Minn.Stat. § 60A.09, subd. 4a(2) (1996). Subdivision 4a(4) of the statute provides, in part, that the policyholder "retain[s] all rights with respect to your policy against your original insurer in the event the assuming insurer is unable to fulfill its obligations." The statute also provides that a policyholder may release the original insurer only "if the policyholder consents in a signed writing to a release of the original insurer from liability and to a waiver of the protections provided [by this statute]." Id.

[6] There are no statutory laws to the contrary which would change the character of the relationship in this matter.

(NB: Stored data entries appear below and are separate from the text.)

PR #810, opened 2019-04-24
Add support for SENTRY_ENVRIONMENT and SENTRY_RELEASE

### LINKED ISSUE #804: SENTRY_RELEASE and SENTRY_ENVIRONMENT
It looks like these two (`SENTRY_RELEASE` and `SENTRY_ENVIRONMENT`) are missing support in at least v2. I haven't checked v1.

See https://docs.sentry.io/error-reporting/configuration/?platform=php#release

I see support for it in `sentry-python` but not here.

nesl247:
This fixes #804.

### DIFF
--- a/src/Options.php
+++ b/src/Options.php
@@ -684,10 +684,10 @@ final class Options
             'attach_stacktrace' => false,
             'context_lines' => 5,
             'enable_compression' => true,
-            'environment' => null,
+            'environment' => $_SERVER['SENTRY_ENVIRONMENT'] ?? null,
             'project_root' => null,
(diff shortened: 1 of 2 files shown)


nesl247:
`SENTRY_DSN` is already there. I simply copied what was done, hence why I didn't add any tests.

mfb:
Filed https://github.com/getsentry/raven-ruby/issues/901 as it's a bit confusing that some SDKs use SENTRY_CURRENT_ENV and some use SENTRY_ENVIRONMENT

PR #2075, opened 2026-04-28
feat: add handler to convert logs to sentry issues

### LINKED ISSUE #2069: Add handler to capture log lines and send them to Sentry as Issues
### Problem Statement

We want to deprecate `Monolog\Handler` but this means that converting log messages with a certain level to Sentry Issues will no longer work. For people using Sentry logs, this might be a non issue but if someone is not using Logs, the removal feels like they have to do more work to set up alerts and get a similar functionality.

### Solution Brainstorm

Add a handler that just converts log messages with a certain level to issues. Give it a proper name like `LogToSentryIssueHandler` so that it's clear it only does one thing. Avoid adding more functionality and generic names to not repeat the mistake of `Monolog\Handler`.

If `exception -> issue` and `log -> issue` is desired, the solution would be to have two handlers, each handling their respective part

Origin: https://github.com/getsentry/sentry-php/pull/2051#issuecomment-4236397138

Litarnus:
Adds a monolog handler to convert log messages with a configurable severity to Sentry Issues. This acts as a partial replacement for the deprecated `Monolog\Handler` in an effort to split responsibilities properly.

### DIFF
--- a/src/Monolog/Handler.php
+++ b/src/Monolog/Handler.php
@@ -17,8 +17,9 @@ use Sentry\State\Scope;
  * hub instance.
  *
  * @deprecated since version 4.24. To be removed in version 5.0. Use {@see LogsHandler}
- *             with the `enable_logs` SDK option instead for logging. {@see ExceptionToSentryIssueHandler}
- *             to send monolog exceptions to Sentry.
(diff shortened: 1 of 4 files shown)


stayallive (approved):
🥳

PR #2085, opened 2026-05-07
ref: add CodeLocationResolver

Litarnus:
Adds `CodeLocationResolver` into the PHP SDK so that it can be used by the depending SDKs. Currently SQL code location is only available in Laravel and moving this class here makes it available for Symfony too without having to duplicate code.

The code is mostly extracted from https://github.com/getsentry/sentry-laravel/blob/54cb822e74ffbc9a6475cfc0ba1ef677b12d0f0f/src/Sentry/Laravel/Tracing/BacktraceHelper.php#L14 and the Laravel part will be replaced by this in the future

### DIFF
--- a/analysis-baseline.toml
+++ b/analysis-baseline.toml
@@ -439,18 +439,6 @@ message = "Unreachable else clause"
 count = 1
 
 [[issues]]
-file = "src/Integration/ModulesIntegration.php"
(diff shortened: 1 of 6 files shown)


stayallive (approved):
Good plan!

PR #2111, opened 2026-06-09
ci: pin mago and generate baseline to prevent random failures

Litarnus:
Pins `carthage-software/mago` to the newest version and updates the baseline. The reason for this change is that once a new version is released, it might introduce new failures to the CI job. While it's generally good to discover new potential issues, it's annoying if it happens in the middle of completely different changes.


stayallive (approved):
Agreed!

PR #2122, opened 2026-06-15
feat(scope): remove Hub from Transaction

Litarnus:
This PR removes the `Hub` from the transaction and instead replaces it with `ClientInterface` in some instances.

### DIFF
--- a/src/Tracing/Transaction.php
+++ b/src/Tracing/Transaction.php
@@ -9,18 +9,12 @@ use Sentry\EventId;
 use Sentry\Options;
 use Sentry\Profiling\Profiler;
 use Sentry\SentrySdk;
-use Sentry\State\HubInterface;
 
 /**
  * This class stores all the information about a Transaction.
  */
 final class Transaction extends Span
 {
-    /**
-     * @var HubInterface The hub instance
-     */
-    private $hub;
-
     /**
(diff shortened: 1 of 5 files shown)


src/Tracing/Transaction.php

[7] Respondent cites three Illinois Court of Appeals cases in support of its argument that Illinois law requires that a novation be proven by a preponderance of the evidence only, a lesser standard of proof than Minnesota's "clear and definite" standard. As lower court opinions, we will not assume they overturn the standard adopted by the Illinois Supreme Court in Burnett. Furthermore, we do not read any of the cited cases as applying a preponderance of the evidence standard to the determination of whether a novation has been agreed to by all parties. In United States Fidelity and Guar. Co. v. Klein Corp., 190 Ill.App.3d 250, 146 Ill. Dec. 848, 852, 558 N.E.2d 1047, 1051 (1989), the Illinois Court of Appeals did not address the question of whether a novation had occurred because the defendants had failed to plead novation as an affirmative defense. In Greenbaum & Browne, Ltd. v. Braun, 88 Ill.App.3d 210, 43 Ill. Dec. 303, 410 N.E.2d 303 (1980), the court set out the elements of a novation, the first of which is "a previous, valid obligation." Id. at 307, 410 N.E.2d at 307. The court did not address the issue of whether the second element, "a subsequent agreement by all the parties to the new contract," had been proven because it held that the plaintiff had failed to prove by a preponderance of the evidence that there was a valid obligation in the first instance. Id. In light of Burnett, we assume Illinois courts would apply that higher standard of proof as to whether all parties had agreed to a novation. Finally, in Phillips and Arnold, Inc. v. Frederick J. Borgsmiller, Inc., 123 Ill.App.3d 95, 78 Ill. Dec. 805, 810, 462 N.E.2d 924, 929 (1984), the court cited the "preponderance of the evidence" language of Greenbaum, but then held that no novation had occurred where the creditor had merely accepted partial payment from an additional obligor because "[i]n the absence of clear proof of novation," a third person's assumption of the obligation simply makes the third person an additional obligor. Id. at 810, 462 N.E.2d at 929 (emphasis added). Our conclusion that these three cases have not changed the standard set out in Burnett appears to be in accord with Security Benefit Life. Ins. Co. v. F.D.I.C., 804 F. Supp. 217, 227 (D.Kan.1992), where Kansas and Illinois law were perceived as being in accord and Burnett was cited as requiring a novation to be proven by "clear and competent legal evidence."